値型、参照型、ポインタ型
「 Goのポインタ型のまとめ 」で、値型、参照型、ポインタ型の3つを並立関係であるかのように書きました。分かりやすさのためにそう書きましたが、これは自分の本意ではないので、ここにまとめます。
値型と参照型は並立関係にありますが、ポインタ型はこれらと並立関係にあるとは考えていません。ポインタ型はint型やchar型と並立されるべきものです。つまり、ポインタ型変数は、(int型やchar型と同じ意味で)ポインタ型の値を持つ値型変数です。
値型変数は、変数がそのまま値のサイズのメモリ領域を占め、代入で値のサイズのメモリのコピーが起きます。

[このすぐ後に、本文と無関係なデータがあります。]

PR #173, opened 2018-12-12
Repair catalog build script

ResidentMario:
The catalog build script as it exists on the current `master` branch of this repository fails for me. This occurs due to two separate but relatedly-located reasons.

The first is that the webpack builder relies on the `jpegtran-bin` package to perform certain types of image compression. However, the version of `jpegtran-bin` that is installed via a clean `npm install` as of the current `master` is missing vendor components:

```
$ cd catalog
$ ls node_modules/jpegtran-bin

cli.js		lib		node_modules	readme.md
index.js	license		package.json	test
```

The fix is to include `jpegtran-bin` in`devDependencies` explicitly. Now when you perform a clean `npm install` the vendor-ed components are included:

```
$ cd catalog
$ ls node_modules/jpegtran-bin

cli.js		lib		node_modules	readme.md	vendor
index.js	license		package.json	test
```

The second issue is less clear to me. The `image-webpack-loader` loader, as configured on current `master`, is resulting in build failures for me. Specifically, the following setting in `catalog/internal/webpack.base.babel.js` is troublesome:

```js
      {	
        test: /\.(jpg|png|gif)$/,	
        use: [	
          'file-loader',	
          {	
            loader: 'image-webpack-loader',	
            options: {	
              progressive: true,	
              optimizationLevel: 7,	
              interlaced: false,	
              pngquant: {	
                quality: '65-90',	
                speed: 4,	
              },	
            },	
          },	
        ],	
      }
```

I backed this out to the default `file-loader` which IIRC is used by the base `react-boilerplate-quickstart`:

```js
{
     test: /\.(eot|svg|otf|ttf|woff|woff2|jpg|png|gif)$/,
     use: 'file-loader'
}
```

Since we're losing compression we may be dropping page load speed here. But this at least builds. What it is about the `image-webpack-loader` that fails on a clean install remains to be investigated.

### DIFF
--- a/catalog/internals/webpack/webpack.base.babel.js
+++ b/catalog/internals/webpack/webpack.base.babel.js
@@ -47,26 +47,8 @@ module.exports = (options) => ({
         use: ['style-loader', 'css-loader'],
       },
       {
-        test: /\.(eot|svg|otf|ttf|woff|woff2)$/,
-        use: 'file-loader',
-      },
-      {
-        test: /\.(jpg|png|gif)$/,
-        use: [
-          'file-loader',
-          {
-            loader: 'image-webpack-loader',
-            options: {
-              progressive: true,
-              optimizationLevel: 7,
-              interlaced: false,
-              pngquant: {
-                quality: '65-90',
-                speed: 4,
-              },
-            },
-          },
-        ],
+        test: /\.(eot|svg|otf|ttf|woff|woff2|jpg|png|gif)$/,
+        use: 'file-loader'
       },
       {
         test: /\.html$/,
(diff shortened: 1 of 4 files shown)


ResidentMario:
Per @akarve before we merge we should figure out what the issue with `image-webpack-loader` is and try and get it working again. @nl0 do you have any ideas?

nl0:
@ResidentMario `image-webpack-loader` is seriously outdated, so we should probably remove it altogether. we don't have that many images in our bundle, and i think we can optimize them and newly added ones by hand.

ResidentMario:
Per @akarve we can merge this PR, with consideration for documenting the need to only check optimized image files into the repository in `CONTRIBUTING.md`.

nl0:
we should remove obsolete packages

ResidentMario:
Pruning obsolete packages like `image-webpack-loader` from the catalog `package.json` would be a good idea. But I'm not aware of what is and isn't used by the catalog, so you're much better placed to do that. 🙂

nl0:
@ResidentMario cool, i've backlogged it

PR #177, opened 2018-12-12
Add markdown to indexed plaintext

meffij:


lambdas/es/indexer/lam.py
```diff
@@ -85,7 +85,9 @@ def format_notebook(nb):
     codecells = filter(lambda x: x['cell_type'] == 'code', cells)
     formatted = map(format_codecell, codecells)
     text = ' '.join(list(formatted))
-    return text
+    markdowncells = filter(lambda x: x['cell_type'] == 'markdown', cells)
+    markdowntext = ' '.join([' '.join(cell['source']) for cell in markdowncells])
+    return text + ' ' + markdowntext
```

この用語定義を使うと、C言語の変数はすべてが値型です。例外はありません。配列型も値型です。配列型の場合、代入できない、ポインタ型変数へ代入すると暗黙にアドレス参照演算が起きる、というささやかな暗黒面はありますが、そこを除けば、全体に一貫性はあります。
Rubyの変数は(概念上)すべて参照型です。「概念上」という但し書きが気になる人は、「 Ruby勉強会資料 」を見てください。Rubyの代入は、オブジェクトのアドレス値のコピーをしていると見なしても、全体の整合性は崩れません。Rubyもまた全体の一貫性があります。
Lispも(概念上)すべて参照型です。概念的には、Lispのシンボルは、「値(ポインタ値も含む)のハッシュテーブルのキー」と考えることができます。概念的と言いながら、ハッシュテーブルという実装上の用語を使う必然性はありませんが、イメージしやすさのために使いました。これを見て分かるように、参照型変数の値はアドレス値である必然性はありません。書籍「 パーフェクトJava 」の中でもくどく繰り返していますが、そもそも参照型変数というのは、その値を意識すべきものではありません。これは値型変数と異なる部分です。
ここまで一貫性のある言語の例でした。
Javaは、基本型変数は値型で、それ以外すべて参照型です。この非一貫性でJavaを批判する人がいますが、ぼくはJavaの決定を悪い決定だとは思っていません。「 JavaよりCが好き 」と書きましたが、Javaを嫌いとは言っていません。現時点では最も妥当な決定だと思います。
で、Goです。基本的に値型です(ポインタ型も含めて)が、mapとsliceとchannelだけ参照型です。概念的には納得感に欠ける決定です。たぶん、使えばすぐに慣れると思いますが。